EXERCISE DIRECTIONS> Keep only the lines from the start of the data through the line containing "## Describe your changes", and output them exactly.

PROVIDED RECORDS>
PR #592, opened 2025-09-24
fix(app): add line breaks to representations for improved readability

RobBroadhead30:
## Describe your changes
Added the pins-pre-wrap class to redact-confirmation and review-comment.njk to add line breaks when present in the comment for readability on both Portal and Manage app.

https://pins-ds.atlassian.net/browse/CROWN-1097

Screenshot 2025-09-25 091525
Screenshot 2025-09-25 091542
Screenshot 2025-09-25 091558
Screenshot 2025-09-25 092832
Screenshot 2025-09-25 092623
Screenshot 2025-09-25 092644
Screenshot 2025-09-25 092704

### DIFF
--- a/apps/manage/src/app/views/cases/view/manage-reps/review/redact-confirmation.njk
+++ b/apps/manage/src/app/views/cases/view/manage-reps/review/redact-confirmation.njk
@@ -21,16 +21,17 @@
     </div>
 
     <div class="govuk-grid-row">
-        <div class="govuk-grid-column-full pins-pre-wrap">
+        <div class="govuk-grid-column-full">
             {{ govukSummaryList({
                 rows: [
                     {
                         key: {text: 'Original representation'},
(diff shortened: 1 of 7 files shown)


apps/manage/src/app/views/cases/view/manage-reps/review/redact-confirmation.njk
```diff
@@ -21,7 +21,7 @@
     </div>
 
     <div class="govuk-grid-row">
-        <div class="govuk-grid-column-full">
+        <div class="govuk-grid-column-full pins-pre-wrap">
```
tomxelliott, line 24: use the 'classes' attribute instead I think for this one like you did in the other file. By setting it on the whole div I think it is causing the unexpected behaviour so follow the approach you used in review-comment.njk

ANSWER>
PR #592, opened 2025-09-24
fix(app): add line breaks to representations for improved readability

RobBroadhead30:
## Describe your changes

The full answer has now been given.